Studio album by Paolo Nutini
- Released: 14 April 2014
- Recorded: 2013
- Genre: Soul; R&B;
- Length: 51:34
- Label: Atlantic
- Producer: Paolo Nutini, Dani Castelar

Paolo Nutini chronology
| Sunny Side Up (2009) | Caustic Love (2014) | Last Night in the Bittersweet (2022) |

Singles from Caustic Love
- "Scream (Funk My Life Up)" Released: 28 January 2014; "Let Me Down Easy" Released: 17 June 2014; "Iron Sky" Released: 14 August 2014; "One Day" Released: 30 November 2014;

= Caustic Love =

Caustic Love is the third studio album by Scottish singer-songwriter Paolo Nutini, released on 14 April 2014 by Atlantic Records. After releasing his critically and commercially successful album Sunny Side Up (2009), Nutini toured for two years. In February 2011, Nutini began writing and recording the album Caustic Love, which he co-produced with Dani Castelar.

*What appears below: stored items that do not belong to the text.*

PR #1165, opened 2021-04-10
Stop showing colon after exception type when there is no message

jack1142:
## Type of changes

- [x] Bug fix
- [ ] New feature
- [ ] Tests
- [ ] Other

## Checklist

## Description

This updates the shown traceback so that it does not include a colon if there is no exception message. This is in line with Python's default traceback handler.
Here's a screenshot that will probably explain it even better:
image


willmcgugan:
Thanks.

PR #1167, opened 2021-04-13
Fixes a split_row() bug in examples/fullscreen.py

chief8192:
## Type of changes

- [X] Bug fix
- [ ] New feature
- [ ] Tests
- [ ] Other

## Checklist

## Description

Fixes the `fullscreen.py` example to use `Layout.split(direction='horizontal')` instead of `Layout.split_row()`. Verified to work locally via `python3 fullscreen.py`.

### DIFF
--- a/examples/fullscreen.py
+++ b/examples/fullscreen.py
@@ -27,9 +27,10 @@ def make_layout() -> Layout:
         Layout(name="main", ratio=1),
         Layout(name="footer", size=7),
     )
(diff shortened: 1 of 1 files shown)


willmcgugan:
I think you may have an older version of Rich installed, because the direction argument was removed in version 10.0.0

chief8192:
Ahh, gotcha. Sorry for the noise.

PR #1187, opened 2021-04-24
Use typing-extensions on py<3.8 

mgorny:
## Type of changes

- [ ] Bug fix
- [ ] New feature
- [x] Tests
- [ ] Other

## Checklist

## Description

Use `typing-extensions` package only in Python < 3.8. Python 3.8+ has everything in the built-in `typing` module.

Note: I didn't update `poetry.lock` as this causes a major change to everything. I don't really know how poetry-based workflow works.

### DIFF
--- a/examples/top_lite_simulator.py
+++ b/examples/top_lite_simulator.py
@@ -9,7 +9,11 @@ from rich import box
 from rich.console import Console
 from rich.live import Live
 from rich.table import Table
-from typing_extensions import Literal
+
+try:
+    from typing import Literal
+except ImportError:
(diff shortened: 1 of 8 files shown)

Upon release, Caustic Love was met with positive reviews from music critics, who noted the album as "the best UK R&B album since the 1970s blue-eyed-soul heyday." Commercially the album was a success; it debuted at number one on the UK Albums Chart with 109,000 copies sold, making it the fastest-selling album of the year in the region. It was also selected on 8 December 2014 by Apple to become the Best Album in iTunes' 'Best of 2014'.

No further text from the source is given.